Liquidity and Capital Resources

Our liquidity position, as measured by cash and cash equivalents and investments decreased by $47.6 million between December 31, 2024 and September 30, 2025, which was largely attributable to cash expended for investing activities, capital expenditures and share repurchases exceeding our cash provided by operations during the nine months ended September 30, 2025. Our unrestricted cash and cash equivalents and investments were $277.0 million and $324.6 million at September 30, 2025 and December 31, 2024, respectively.

4


Grand Canyon Education, Inc. Reports Third Quarter 2025 Results and Full Year Outlook 2025

2025 Outlook

Q4 2025:

Service revenue of between $305.0 million and $310.0 million;
Operating margin of between 35.1% and 35.8%;
Effective tax rate of 22.8%;
Diluted EPS of between $3.07 and $3.18; and
27.7 million diluted shares.

The diluted EPS guidance includes non-cash amortization of intangible assets net of taxes of $1.6 million, which equates to a $0.06 impact on diluted EPS. Thus, as adjusted, non-GAAP diluted income per share of between $3.13 and $3.24.

Full Year 2025:

Service revenue of between $1,103.0 million and $1,108.0 million;
Operating margin of between 24.0% and 24.3%;
Effective tax rate of 22.9%;
Diluted EPS between $7.66 and $7.77; and
28.0 million diluted shares.

The diluted EPS guidance includes non-cash amortization of intangible assets net of taxes of $6.6 million, $29.2 million reserve for litigation, $1.9 million for lease termination and impairment costs, $0.2 million for severance costs and $0.4 million for loss on disposal of assets, which equates to a $1.36 impact on diluted EPS. Thus, as adjusted, non-GAAP diluted income per share of between $9.02 and $9.13.
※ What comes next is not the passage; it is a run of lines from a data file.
PR #185, opened 2022-11-22
New rule: Download link to disk image in encrypted zip

ajpc500:


detection-rules/download_link_to_disk_image_in_encrypted_zip.yml
```diff
@@ -0,0 +1,25 @@
...
+  any(body.links, 
+      any(beta.linkanalysis(.).files_downloaded, 
+          any(
+              beta.binexplode(.), (
+                  any(.flavors.yara, . == "encrypted_zip") and
+                  any(.scan.zip.all_paths, any([".img", ".iso", ".vhd"], strings.ends_with(.., .)))
+              )
+          )
+      )
+  )
```
jkamdjou, line 21: thoughts on adding the [FTS snippet](https://docs.sublimesecurity.com/docs/common-snippets#first-time-sender) at the end? since most qbot campaigns are spray and pray, i *think* that shouldn't make a big difference, but it might reduce analysis load + FPs?

jkamdjou (approved):

PR #186, opened 2022-11-22
New Rule: Rootlayer VPS in Headers

ajpc500:


morriscode:
Hey @ajpc500 catching up on the backlog here. Have you been running this rule, do you have any concerns/issues updates?

ajpc500:
Hey! This rule has been 100% TPs for us, so no changes/concerns from me. Only question would be if you wanted to aggregate suspect VPS providers into a list and create a catch-all rule for them instead of this.

jkamdjou (approved):

PR #192, opened 2022-11-22
New Rule: Attachment: Double Base64-encoded Zip File in HTML Smuggling Attachment

ajpc500:


detection-rules/attachment_double_encoded_zip_in_html_smuggle.yml
```diff
@@ -0,0 +1,41 @@
...
+              "*QJFUUBFUUCJERzVUV*",
+              "*USBFVQBFlQCR0cFV*",
+              "*BlUQRFUQRJkQENXRV*"
+          )
+      ))
+  )
+tags:
+  - "Suspicious attachment"
+  - "HTML Smuggling"
+  - "Qakbot"
```
jkamdjou, line 41:
```suggestion
  - "Qakbot"
  - "Malware"
```

jkamdjou (approved):

jkamdjou:
i just ran some Hunts, and can confirm it's picked up several campaigns already with 0 FPs 🔥

PR #193, opened 2022-11-27
New Rule: Executable embedded as an OLE object

aidenmitchell:
Detects executable files hidden inside Office documents.


aidenmitchell:
Do we want to broaden this rule to include more file extensions, such as .pdf?

aidenmitchell:
also worth noting, the `application/x-dbt` detection _should_ cover older Word documents with embedded batch files, but that data is based on a quick test I did, so it might be FP prone. If necessary, we can remove that MIME type, and do some more investigation.

jkamdjou:
> also worth noting, the `application/x-dbt` detection _should_ cover older Word documents with embedded batch files, but that data is based on a quick test I did, so it might be FP prone. If necessary, we can remove that MIME type, and do some more investigation.

yeah looks like you were right, we're seeing a bunch of FPs on that

image

jkamdjou:
looks like we get some FPs with `application/x-dosexec` :/

image

aidenmitchell:
I'll do some investigating into that, I'm not too sure why a document would flag that type without containing an executable. Will update soon.

aidenmitchell:
Any FPs on the `any(.scan.strings.strings, strings.ilike(., "*OLE Package*"))` part?

I did some more testing, the `text/x-msdos-batch` and `"OLE Package"` detections seem to be doing all of the heavy lifting anyway.

morriscode:
Rule was updated to use new $file_extensions_executables list, but I think that's a 1x daily deployment. Will revisit tomorrow for backtesting.

morriscode:
This fired 512 times in a hunt, all look to be benign messages.

jkamdjou:
should we close this?

PR #3, opened 2020-02-12
Minor readme update

ngaranko:
Adding info on what to do in order to import schemas


vdboor:
nice! merged with rebase

PR #14, opened 2020-02-20
Limit fields using query parameter

ngaranko:


src/tests/test_rest_framework_dso/test_serializers.py
```diff
@@ -72,3 +73,45 @@ def test_pagination_many(api_rf, movie):
...
+
+@pytest.mark.django_db
+def test_fields_limit_works(api_rf, movie):
+    """Prove that serializer can limit output fields."""
+    django_request = api_rf.get("/", {"fields": "name"})
+    request = Request(django_request)
+    queryset = Movie.objects.all()
+
+    serializer = MovieSerializer(many=True, instance=queryset)
+    serializer.context["request"] = request
```
vdboor: Small catch: couldn't you call `MovieSerializer(many=True, instance=queryset, context={"request": request})`?

src/rest_framework_dso/serializers.py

Forward-Looking Statements

This news release contains “forward-looking statements” within the meaning of federal securities laws which includes information relating to future events, future financial performance, strategies expectations, competitive environment, regulation, and availability of resources. These forward-looking statements include, without limitation, statements regarding: proposed new programs; whether regulatory, economic, or business developments or other matters may or may not have a material adverse effect on our financial position, results of operations, or liquidity; projections, predictions, expectations, estimates, and forecasts as to our business, financial and operating results, and future economic performance; and management’s goals and objectives and other similar expressions concerning matters that are not historical facts. Words such as “may,” “should,” “could,” “would,” “predicts,” “potential,” “continue,” “expects,” “anticipates,” “future,” “intends,” “plans,” “believes,” “estimates” and similar expressions, the negative of these expressions, as well as statements in future tense, identify forward-looking statements.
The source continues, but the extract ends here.